To many, this sounds like a modest, humane proposal. What could be wrong with requiring that everyone enjoy the benefit of health insurance?

Lots.

Proponents of the individual mandate often argue that it is akin to the requirement that you buy insurance to drive a car. But all that is required for driving is liability insurance covering injury to others and damage to their cars. You are not required to insure against injury or damage to your car or yourself. The equivalent for health insurance would be to force you to buy coverage only for the harm that you might cause to others accidentally, by giving them chickenpox, for example.

More fundamentally, you don’t even have to buy car insurance if you choose not to drive. The equivalent for health would be what, exactly? You wouldn’t have to buy health insurance if you chose not to what? Not to live? Would you need insurance to get a license to live? Could it be revoked?

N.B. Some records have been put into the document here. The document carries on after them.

Issue #125, opened 2019-05-23
raw_input not part of python 3


kdaily:
https://github.com/Sage-Bionetworks/Genie/blob/develop/genie/validate.py#L58

Issue #108, opened 2019-05-21
do not suggest saving username and password to bashrc


kdaily:
This circumvents Synapse security policies. We should not suggest or support this kind of password saving.

https://github.com/Sage-Bionetworks/Genie/blob/master/genie/validate.py#L52

PR #126, opened 2019-05-24
Refactor input_to_db -> validate.py

thomasyu888:
* move and refactor synapse_login #108 , #125 
* Remove `_check_valid` and include in `validate.py`
* Add unit tests
* Lint
* validate single file workflow:  Determine filetype, get error/warning messages, get valid status
* fix Argparse


genie/validate.py
```diff
@@ -1,125 +1,117 @@
...
+    '''
+    filetype = None
+    # Loop through file formats
+    for file_format in PROCESS_FILES:
         try:
-            PROCESS_FILES[fileType](syn, center, threads).validateFilename(filePath)
-        except AssertionError as e:
-            raise ValueError("Your filename is incorrect!\n%s\nPlease change your filename before you run the validator again."  % e)
-    total_error, warning = PROCESS_FILES[fileType](syn, center, threads).validate(filePathList=filePath, oncotreeLink=oncotree_url, testing=testing, noSymbolCheck=noSymbolCheck)
+            validator = PROCESS_FILES[file_format](syn, center)
```
kdaily: should go outside of the try

genie/validate.py
```diff
@@ -1,125 +1,117 @@
...
+            filetype = validator.validateFilename(filepathlist)
+        except AssertionError:
```
kdaily, line 31: should not assume that it's an assertion error. or, you need to document that `validateFilename` functions must raise an `AssertionError`. I think it should be a `ValueError`.

genie/validate.py
```diff
@@ -1,125 +1,117 @@
...
+        message - error + warning
+    '''
+    # Complete error message
     message = "----------------ERRORS----------------\n"
     if total_error == "":
         message = "YOUR FILE IS VALIDATED!\n"
         logger.info(message)
         valid = True
     else:
         for errors in total_error.split("\n"):
```
kdaily, line 59: add in explicit statement that the file is invalid here.

genie/validate.py
```diff
@@ -1,125 +1,117 @@
...
-        [syn.store(synapseclient.File(path, parent=uploadToSynapse)) for path in filePath]
-    return(message, valid)
-
-def perform_validate(syn, args):    
-    if args.testing:
-        databaseToSynIdMapping = syn.tableQuery('SELECT * FROM syn11600968')
+    return(valid, message)
+
+
+def validate_single_file_workflow(syn,
```
kdaily: `workflow` is a word used to describe other things in this implementation. would advise a different word, or dropping it (`validate_single_file`)

genie/__main__.py
```diff
@@ -1,37 +1,100 @@
...
+        else:
+            syn = synapseclient.login(
+                email=username,
+                password=password,
+                rememberMe=True,
+                silent=True)
+    return(syn)
+
+
+def perform_validate(syn, args):
```
kdaily: Unsure why this genie-specific functionality got moved to the command line only?

kdaily (changes requested):

genie/__main__.py
thomasyu888: Honestly was just unsure what to name the function. I could name it main in validate.py but this is basically the function that invokes the validate.py functions.

genie/validate.py
thomasyu888: The reason it is in a try is because i need to capture the error. But perhaps this try catch should be handled in validate.py and return the right error messages.

kdaily: just the instantiation of the `validator` should go outside of the `try` block (or in it's own). The `AssertionError` is there to catch exceptions from validating the filename, right?

genie/__main__.py
kdaily: I wasn't worried about the name; but now there are two places with GENIE specific functionality (the command line tool and `validate.py`). If you capture it all in `validate.py` as it was it will be easier to turn that into an interface/class of some kind.

genie/validate.py
thomasyu888: I assume there are errors from line 56.  If theres not any errors, message is switched to "YOUR FILE IS VALIDATED"

genie/validate.py
thomasyu888: Ya.. It should most likely be a `ValueError`.. Should be a separate github issue.  Should most likely document this in `_validateFilename` in `example_filetype_format.py`

genie/__main__.py
thomasyu888: Got it.  Will move it back, but keep `synapse_login` in `__main__`

thomasyu888:
@kdaily Can you take a look at this again?

genie/__main__.py
```diff
@@ -1,37 +1,58 @@
...
+    If not saved, then user is prompted username and password.
+
+    :returns:     Synapseclient object
+    """
+    try:
+        syn = synapseclient.login(silent=True)
+    except Exception:
+        if username is None and password is None:
+            raise ValueError(
+                "Please specify --syn_user, --syn_pass the first time "
```
kdaily: Add link to our docs about login options - use keyring, or config, or a 'rememberMe'

genie/__main__.py
```diff
@@ -1,37 +1,58 @@
...
+                "you run this script.")
+        else:
+            syn = synapseclient.login(
+                email=username,
+                password=password,
+                rememberMe=True,
```
kdaily: remove or parameterize `rememberMe`

genie/example_filetype_format.py
```diff
@@ -51,11 +51,12 @@ def read_file(self, filePathList):
     def _validateFilename(self, filePath):
         '''
         Function that changes per file type for validating its filename
+        Expects an assertion error.
 
         Args:
             filePath: Path to file
         '''
-        pass
+        assert True
```
kdaily: `raise NotImplementedError`

genie/validate.py
kdaily: Maybe just remove the explicit 'this is valid' instead?

genie/validate.py
```diff
@@ -1,125 +1,160 @@
...
+                        Default is False.
+
+    Returns:
+        message - errors and warnings
+        valid - Boolean value of validation status
+    """
+    if filetype is None:
+        filetype = \
+            determine_filetype(syn, filepathlist, center, raise_error=True)
+    else:
```
kdaily: remove this else.

genie/validate.py
```diff
@@ -1,125 +1,160 @@
...
-            raise ValueError("Your filename is incorrect!\n%s\nPlease change your filename before you run the validator again."  % e)
-    total_error, warning = PROCESS_FILES[fileType](syn, center, threads).validate(filePathList=filePath, oncotreeLink=oncotree_url, testing=testing, noSymbolCheck=noSymbolCheck)
+            filetype = validator.validateFilename(filepathlist)
+        except AssertionError:
+            continue
+        # If valid filename, return file type.
+        if filetype is not None:
+            break
+    if filetype is None and raise_error:
+        raise ValueError(
```
kdaily: move error out (use error or sentinel (`None`) checking, but not both)

genie/input_to_database.py
```diff
@@ -297,13 +242,26 @@ def validatefile(fileinfo,
...
     error_list = check_file_status['error_list']
-    filetype = get_filetype(syn, filepaths, center)
-    if check_file_status['to_validate']:
-
-        valid, message = _check_valid(
-            syn, filepaths, center, filetype, filenames,
-            oncotree_link, threads, testing)
+    # Need to figure out to how to remove this
 
+    filetype = validate.determine_filetype(
```
kdaily: catch error on this if you can't determine file type

kdaily: can remove this if you get `fileType` inside the `check_file_status` dictionary.

genie/validate.py
```diff
@@ -1,125 +1,160 @@
...
-                syn.get(args.uploadToSynapse)
-            except synapseclient.exceptions.SynapseHTTPError as e:
-                raise ValueError("Provided Synapse id must be your input folder Synapse id or a Synapse Id of a folder inside your input directory")
+    valid, message, filetype = validate_single_file(
+        syn, args.filepath, args.center, args.filetype,
+        args.oncotreelink, args.testing, args.nosymbol_check)
 
-    message = validate(syn, args.fileType, args.file, args.center, args.thread, args.oncotreeLink, args.offline, args.uploadToSynapse, args.testing, args.noSymbolCheck)
\ No newline at end of file
+    if args.parentid is not None:
```
kdaily: move this to argparser validation.

kdaily: including the below checking the parent ID

kdaily (changes requested):
I'll rubber stamp this later.

thomasyu888:
Need to add tests for performing validate...

genie/input_to_database.py
thomasyu888: I don't actually track filetype in the table.

kdaily (approved):

Issue #124, opened 2019-05-22
define structure for 'fileinfo' rows


kdaily:
```
fileinfo: A row passed in as a Series through the apply function
          in pandas
```

What columns does a row have?

Could this be a class?

thomasyu888:
Removed as of #145

PR #145, opened 2019-06-19
Use entity objects

kdaily:


genie/input_to_database.py
```diff
@@ -67,40 +69,36 @@ def get_center_input_files(syn, synid, center, process="main"):
...
-
-
-def check_existing_file_status(validation_statusdf, error_trackerdf,
-                               entities, input_filenames):
+                clinicalpair.append(ent)
+                continue
+
+            prepared_center_file_list.append([rename_file(syn, ent)])
+    
+    if clinicalpair:
```
thomasyu888: This should be if len(clinicalpair) == 2.  Because if someone uploads just a patient file, it should error out.

kdaily: This function does not make assumptions about why something is bad. it only collects the information. There needs to be a function that 'validates' (for lack of a better word) that the submission package is correct. That logic should be elsewhere.

kdaily: What COULD happen here is that instead of returning file lists, you return an instance of a `FileTypeFormat`, which internally use entities instead of file paths.

tests/unit/test_input_to_database.py
```diff
@@ -421,62 +445,66 @@ def test_invalid_validatefile():
...
-    entity = synapseclient.Entity(id='syn2345', md5='44444')
+    entity = synapseclient.Entity(name="data_clinical_supp_SAGE.txt",
+                                  id='syn1234', md5='44444',
+                                  path='/path/to/data_clinical_supp_SAGE.txt')
     entity['modifiedOn'] = '2019-03-24T12:00:00.Z'
+    # This modifiedOn translates to: 1553428800000
     entity.modifiedBy = '333'
-    entity.createdBy = '333'
-    # entities = [entity]
+    entity.createdBy = '444'
```
thomasyu888:
```suggestion
    entity.createdBy = '333'
```

tests/unit/test_input_to_database.py
```diff
@@ -421,62 +445,66 @@ def test_invalid_validatefile():
...
-              1553428800000,
-              'clinical']],
-            [['syn1234', 'invalid', 'data_clinical_supp_SAGE.txt']])
-        assert foo == expected_validate_results
+            syn, [entity.name], center)
+        patch_get_staterror_list.assert_called_once_with(
+            syn, valid, message, filetype,
+            entities, [1553428800000])
+        patch_send_email.assert_called_once_with(
+            syn, [entity.name], message, [entity.modifiedBy, entity.createdBy])
```
thomasyu888:
```suggestion
            syn, [entity.name], message, [entity.modifiedBy])
```

genie/input_to_database.py
```diff
@@ -291,19 +276,21 @@ def validatefile(fileinfo,
     file_users = list(set([entities[0].modifiedBy, entities[0].createdBy]))
```
thomasyu888:
```suggestion
    file_users = [entities[0].modifiedBy, entities[0].createdBy]
```

thomasyu888:
#135 #124

PR #147, opened 2019-06-20
use the _check_valid function

kdaily:
You have this function written, but it wasn't being used. I updated the signature and used it.


thomasyu888:
Should add tests to make sure this function is called.

genie/input_to_database.py
```diff
@@ -299,21 +298,9 @@ def validatefile(fileinfo,
...
-                testing=testing)
-            logger.info("VALIDATION COMPLETE")
-        except ValueError as e:
-            # Specify this as None for the single case where filename
-            # validation fails
-            filetype = None
-            message = str(e)
-            logger.error(message)
-            valid = False
+        valid, message, filetype = _check_valid(syn, filepaths, center,
```
kdaily: Wrong order of returned parameters.

```suggestion
        valid, filetype, message = _check_valid(syn, filepaths, center, 
```

PR #155, opened 2019-06-25
use argparser to manage exclusive options

kdaily:


genie/__main__.py
```diff
@@ -65,6 +65,13 @@ def build_parser():
         help='Contributing Centers')
 
     parser_validate.add_argument(
+        "--oncotreelink",
+        type=str,
+        help="Link to oncotree code")
+
+    group = parser.add_mutually_exclusive_group()
```
thomasyu888: Wait but does this add the parameter to `parser_validate`? It has to be a parameter in `genie validate -h` @kdaily

kdaily: Fixed by 7c04fa4.

thomasyu888 (approved):

PR #159, opened 2019-06-27
Refactor validate command line

kdaily:
Not really refactor, but format, lint, and make `perform_validate` that is used by the CLI a private function so it's not exposed to end user.


thomasyu888:
Why not use `main()`?

thomasyu888 (approved):

thomasyu888 (approved):

PR #160, opened 2019-06-27
get rid of try/catch to find one specific error.

kdaily:
Just append errors to be handled by the warning and error log handler.

This is a starting point - I think that the `FileTypeFormat` could return `(valid, message, warning)` to simplify further.

### DIFF
--- a/genie/input_to_database.py
+++ b/genie/input_to_database.py
@@ -166,21 +166,16 @@ def _check_valid(syn, filepaths, center, filetype, filenames,
     Function to validate a file
     '''
     # If no filetype set, means the file was named incorrectly
-    try:
-        valid, message, filetype = validate.validate_single_file(
-            syn,
-            filepaths,
-            center,
-            oncotreelink=oncotree_link,
-            testing=testing)
-        logger.info("VALIDATION COMPLETE")
-    except ValueError as e:
-        # Specify this as None for the single case where filename
-        # validation fails
-        filetype = None
-        message = str(e)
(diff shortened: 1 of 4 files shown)


thomasyu888:
Also, there are a couple classes that throw ValueErrors in `_get_dataframe`.  These errors would have to be caught as well and appeneded.

genie/input_to_database.py
```diff
@@ -166,21 +166,16 @@ def _check_valid(syn, filepaths, center, filetype, filenames,
...
-        valid = False
+    valid, message, filetype = validate.validate_single_file(
+        syn,
+        filepaths,
+        center,
+        oncotreelink=oncotree_link,
+        testing=testing)
+    logger.info("VALIDATION COMPLETE")
+
+    valid, message = determine_validity_and_log(total_error, warning)
```
thomasyu888: This is unnecessary as it is already done in `validate_single_file`

thomasyu888 (changes requested):

thomasyu888:
Will also have to change tests in `test_input_to_database.py`: `test_filetype_validate_single_file`, and `test_wrongfiletype_validate_single_file` and `ValueErrors` are no longer thrown.  Will have to check for `total_error`

genie/input_to_database.py
kdaily: removed function as it isn't doing anything extra for validate single file

thomasyu888 (approved):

(You stand at the cash register of your shop. A burly man in a fedora and a double-breasted suit walks in and offers to sell you insurance. “Insurance against what?” you ask. “Like if something bad should happen,” he says, smiling. “I don’t want any insurance,” you say. “Sorry pal, you got no choice. It’s like a mandate,” he chuckles. “What’s that mean?” As he leans across the counter his smile is replaced by a cold look. “It means you gotta pay. Everybody pays. We’re all in this together.” You shudder.)

But let’s step back for a minute. Why is the government so keen to force people to buy health insurance in the first place? And Why must people be forced to buy something that seems so obviously good for them? Is the government more concerned about their health than they are? The answer to these questions lies in the actuarial tables, community rating, and proposed progressive pricing system.

To illustrate, let us examine the case of a hypothetical citizen: Doug. Doug is 60 years old. He is retired. He is a non- smoker and moderate drinker. He exercises regularly. He is in good shape. After 40 years of hard work and frugal spending, Doug has paid for his home, has no debt, and has a few million dollars spread among various assets. Doug has carefully examined the cost of health insurance available to him and has chosen to self-insure, which is to say, if he gets sick, he’ll pay the bills himself.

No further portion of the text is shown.